L'enfant Marley souffre de l'absence de son père. Ce dernier le fait venir à Kingston lorsqu'il a cinq ans pour étudier. Sans nouvelles de son fils, Cedella apprend dix huit mois plus tard que Nesta n'allait pas à l'école et que son père l'avait confié à un couple âgé pour lequel il travaillait. Alarmée, elle décide de ramener son fils à Nine Miles.

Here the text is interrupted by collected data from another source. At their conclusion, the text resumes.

PR #97, opened 2016-04-07
Regression test for corellation tracker

e-fominov:
I am interested in using corellation_tracker. But it is extremely slow with my data
I want to improve its performance, but before doing it we need to create regression tests

This test simply uses 4 frames from examples/video_frames folder and checks if tracking is the same as recorded one. I dont want to generate images, I think that using real data will make better results

Do I need to add more frames? This test works now < 1 sec, but cpp file is 81kb, each frame is about 17 kb

Tested with GCC 5.2, MSVC2013x64, MSVC 2015x64 (with #96 ) and MSVC2015 x86 (with #96)

### DIFF
--- a/dlib/test/CMakeLists.txt
+++ b/dlib/test/CMakeLists.txt
@@ -33,6 +33,7 @@ set (tests
    conditioning_class_c.cpp
    conditioning_class.cpp
    config_reader.cpp
+   corellation_tracker.cpp
    crc32.cpp
    create_iris_datafile.cpp
    data_io.cpp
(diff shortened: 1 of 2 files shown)


davisking:
Cool, it's good to have this regression test to make sure the tracker isn't catastrophically broken by any code changes.  

However, if you want to modify the tracker then you need to test the new code on a large benchmarking dataset to see how it performs.  The most popular benchmark is this one: http://www.votchallenge.net/vot2015/dataset.html.  It's a bit of work but you will never really know if it's working better or worse without this kind of testing.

Dans les années 50, alors qu'il rentre à peine dans l'adolescence, Nesta Marley quitte Nine Miles pour retourner à Kingston, où il s'installe dans le ghetto de Trenchtown, ainsi nommé car il aurait été construit sur une tranchée d'égout. Trenchtown est un quartier très pauvre où les habitants résident dans des logements sociaux en béton, d'un ou deux étages, construits autour d'une cour (ce qu'ils appellent "yard") avec des équipements communs pour la cuisine et l'hygiène. Très vite, le jeune Nesta apprend a se défendre contre les voyous et les délinquants du quartier, les gens finissent par le respecter et il acquiert le surnom de Tuff Gong.
Mais malgré la pauvreté, le désespoir et les activités douteuses menées par certains habitants du ghetto, Trenchtown était un endroit culturellement riche où Bob Marley a puisé tous ses talents musicaux. C'est là qu'il fait la connaissance de Bunny Livingston, avec qui il chante des cantiques et des succès de soul américaine qu'ils entendent à la radio.
Au début des années 60, l'industrie musicale de l'île de la Jamaïque commençait à se développer. Cela a donné naissance à une forme de musique populaire jamaïquaine baptisée Ska. C'était un mélange entre soul et R & B avec un côté décalé qui a eu une grande influence sur les jamaïquains des ghettos en leur offrant une évasion de leur réalité quotidienne. Avec l'essor de la musique jamaïcaine, la célébrité était alors un objectif tangible pour les jeunes jamaïquains.
Après quelques mois travaillant comme soudeur, à 16 ans Nesta Marley décide de se concentrer sur ses activités musicales. Il fait plusieurs rencontres comme celles de Desmond Dekker et Jimmy Cliff qui l'introduisent auprès du producteur Leslie Kong. En 1962, Nesta Marley enregistre ses premières chansons : "Judge Not", "Terreur" et "One More Cup of Coffee". Malheureusement, ces chansons ne rencontrent pas le succès et Marley reçoit la modique somme de $20 pour ses enregistrements, somme qui était généralement celle que reçevait les jeunes chanteurs débutants en Jamaïque. La légende veut qu'à cette époque, Marley aurait dit à Leslie Kong : "Un jour tu feras beaucoup d'argent avec tes enregistrements, mais tu ne sera jamais capable d'en profiter". (photo: Leslie Kong)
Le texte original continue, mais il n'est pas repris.